There are two types of pooling: max pooling and average pooling. Max pooling returns the maximum value from the portion of the image covered by the kernel. On the other hand, average pooling returns the average of all values in the portion of the image covered by the kernel.
Max pooling can also act as a noise suppressor. It completely discards noisy activations and performs denoising along with dimensionality reduction. In contrast, average pooling simply reduces dimensions as a noise suppression mechanism. Therefore, we can say that max pooling performs significantly better than average pooling.

The convolutional layer and pooling layer together form the i-th layer of the convolutional neural network. Depending on the complexity of the image, the number of such layers can be increased to further capture low-level details, but this comes at the cost of requiring more computational power.
After the above processes, we have successfully enabled the model to understand features. Next, we will flatten the final output and input it into a standard neural network for classification.
Classification — Fully Connected Layer (FC Layer)

Adding a fully connected layer is a (typically) inexpensive way to learn a nonlinear combination of the high-level features represented by the output of the convolutional layers. The fully connected layer learns the possible nonlinear functions in that space.

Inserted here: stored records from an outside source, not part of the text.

PR #111, opened 2020-12-09
Update Opacity in README.md

jeffshek:
Setting opacity of 0 is a bit surprising, background images won't show up as a result. When debugging, I was thinking it was a CSS issue, or a https (testing from my local environment).


mathio (approved):

mathio:
Thank you for your PR @jeffshek

PR #133, opened 2021-01-27
fix(DIST-629): Update iframe reload logic

mathio:
When widget is opened as popup on mobile the iframe needs to be reloaded to make sure we display welcome screen again after the popup is closed. Our current logic stopped working.

https://jira.typeform.tf/browse/DIST-629

Widget with issue: https://embed-typeform.glitch.me/
Fixed widget (preview): https://embed.typeform.com/f647bf19c5aaccc56feaa25c397c117cfb8c0714/widget-real.html

Note: The issue is apparent only on mobile when widget is opened in popup.

### DIFF
--- a/src/core/views/widget.js
+++ b/src/core/views/widget.js
@@ -57,20 +57,11 @@ const PlaceholderAnimationAppear = keyframes`
 `
 
 const PlaceholderAnimationDisappear = keyframes`
-  100% {
-    opacity: 0;
-  }
-
-  75% {
-    opacity: 1;
-  }
-
-
-  25% {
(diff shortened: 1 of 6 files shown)


src/core/views/widget.js
```diff
@@ -57,20 +57,11 @@ const PlaceholderAnimationAppear = keyframes`
 `
 
 const PlaceholderAnimationDisappear = keyframes`
```
mathio, line 59: This removes a flash after popup is closed.

mrisoli (approved):
🥩

PR #135, opened 2021-01-29
Stale bot

prilutskiy:


.github/stale.yml
```diff
@@ -0,0 +1,60 @@
...
+
+# Number of days of inactivity before an Issue or Pull Request with the stale label is closed.
+# Set to false to disable. If disabled, issues still need to be closed manually, but will remain marked as stale.
+daysUntilClose: 2
+
+# Only issues or pull requests with all of these labels are check if stale. Defaults to `[]` (disabled)
+onlyLabels: []
+
+# Issues or Pull Requests with these labels will never be considered stale. Set to `[]` to disable
+exemptLabels:
```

Now that we have transformed the input image into a format suitable for a multilayer perceptron, we will flatten the image into a column vector. The flattened output is fed into a feedforward neural network, and backpropagation is applied in each iteration of training. Over a series of epochs, the model becomes capable of distinguishing between the main features in the image and certain low-level features, classifying them using Softmax classification techniques.